■ **WHAT IS EXPECTED**
Repeat the data exactly, every last line of it.

= = = = =

PR #582, opened 2021-10-05
Update @seealso to use [function()] format.

yangc71:
Hope I did this right. There are also instances other than @seealso statements where e.g. backticks are added inside [] for function reference, but I did not update those because they resolve to links correctly. Should we add a section under the programming strategy vignette to define a consistent format? Thanks!

### DIFF
--- a/R/call_derivation.R
+++ b/R/call_derivation.R
@@ -21,7 +21,7 @@
 #'
 #' @export
 #'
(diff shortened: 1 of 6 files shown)


thomas-neitmann (approved):
Looks about right to me 😉 

Thanks a lot!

= = = = =

■ **RESULT BELOW**
PR #582, opened 2021-10-05
Update @seealso to use [function()] format.

yangc71:
Hope I did this right. There are also instances other than @seealso statements where e.g. backticks are added inside [] for function reference, but I did not update those because they resolve to links correctly. Should we add a section under the programming strategy vignette to define a consistent format? Thanks!

### DIFF
--- a/R/call_derivation.R
+++ b/R/call_derivation.R
@@ -21,7 +21,7 @@
 #'
 #' @export
 #'
(diff shortened: 1 of 6 files shown)


thomas-neitmann (approved):
Looks about right to me 😉 

Thanks a lot!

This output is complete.